PR #14950, opened 2024-10-18
chore(connect): split types of different Connect implementations

martykan:
## Description

Previously, the settings and methods were the same for all Connect packages (eg. connect, connect-web, connect-webextension, connect-mobile).
This is not ideal, because some methods and settings are only available in some of them. 

The goal is to make it possible for each package to have it's own type - specifically for the settings and for additional methods besides the common ones.

### DIFF
--- a/packages/connect-web/src/impl/core-in-iframe.ts
+++ b/packages/connect-web/src/impl/core-in-iframe.ts
@@ -19,7 +19,12 @@ import {
     CoreEventMessage,
     CallMethodPayload,
 } from '@trezor/connect/src/events';
-import type { ConnectSettings, DeviceIdentity, Manifest } from '@trezor/connect/src/types';
+import type {
+    ConnectSettings,
+    ConnectSettingsWeb,
+    DeviceIdentity,
+    Manifest,
+} from '@trezor/connect/src/types';
 import { ConnectFactoryDependencies, factory } from '@trezor/connect/src/factory';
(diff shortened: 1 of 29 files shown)


packages/connect-web/src/impl/core-in-iframe.ts
```diff
@@ -221,6 +227,7 @@ export class CoreInIframe implements ConnectFactoryDependencies {
 
             // auto init with default settings
             try {
+                // @ts-expect-error manifest could have been changed in the meantime, hard to check this
```
martykan, line 230: previously this worked due to weaker typing

packages/connect/src/types/settings.ts
```diff
@@ -13,27 +13,20 @@ export interface ConnectSettingsPublic {
     manifest?: Manifest;
     connectSrc?: string;
     debug?: boolean;
-    hostLabel?: string;
-    hostIcon?: string;
     popup?: boolean;
     transportReconnect?: boolean;
-    webusb?: boolean; // deprecated
+    /** @deprecated */
+    webusb?: boolean;
```
mroz22: are we ready to remove it from types? (backwards comp stuff)?

mroz22 (approved):
I think it makes sense

packages/connect/src/types/settings.ts
martykan: We can remove it, it looks like it doesn't even work anymore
■ ■ ■ ■
* _TASK REQUIREMENTS_: Produce a word-for-word restatement of all the records.

* _EXERCISE OUTPUT_:
PR #14950, opened 2024-10-18
chore(connect): split types of different Connect implementations

martykan:
## Description

Previously, the settings and methods were the same for all Connect packages (eg. connect, connect-web, connect-webextension, connect-mobile).
This is not ideal, because some methods and settings are only available in some of them. 

The goal is to make it possible for each package to have it's own type - specifically for the settings and for additional methods besides the common ones.

### DIFF
--- a/packages/connect-web/src/impl/core-in-iframe.ts
+++ b/packages/connect-web/src/impl/core-in-iframe.ts
@@ -19,7 +19,12 @@ import {
     CoreEventMessage,
     CallMethodPayload,
 } from '@trezor/connect/src/events';
-import type { ConnectSettings, DeviceIdentity, Manifest } from '@trezor/connect/src/types';
+import type {
+    ConnectSettings,
+    ConnectSettingsWeb,
+    DeviceIdentity,
+    Manifest,
+} from '@trezor/connect/src/types';
 import { ConnectFactoryDependencies, factory } from '@trezor/connect/src/factory';
(diff shortened: 1 of 29 files shown)


packages/connect-web/src/impl/core-in-iframe.ts
```diff
@@ -221,6 +227,7 @@ export class CoreInIframe implements ConnectFactoryDependencies {
 
             // auto init with default settings
             try {
+                // @ts-expect-error manifest could have been changed in the meantime, hard to check this
```
martykan, line 230: previously this worked due to weaker typing

packages/connect/src/types/settings.ts
```diff
@@ -13,27 +13,20 @@ export interface ConnectSettingsPublic {
     manifest?: Manifest;
     connectSrc?: string;
     debug?: boolean;
-    hostLabel?: string;
-    hostIcon?: string;
     popup?: boolean;
     transportReconnect?: boolean;
-    webusb?: boolean; // deprecated
+    /** @deprecated */
+    webusb?: boolean;
```
mroz22: are we ready to remove it from types? (backwards comp stuff)?

mroz22 (approved):
I think it makes sense

packages/connect/src/types/settings.ts
martykan: We can remove it, it looks like it doesn't even work anymore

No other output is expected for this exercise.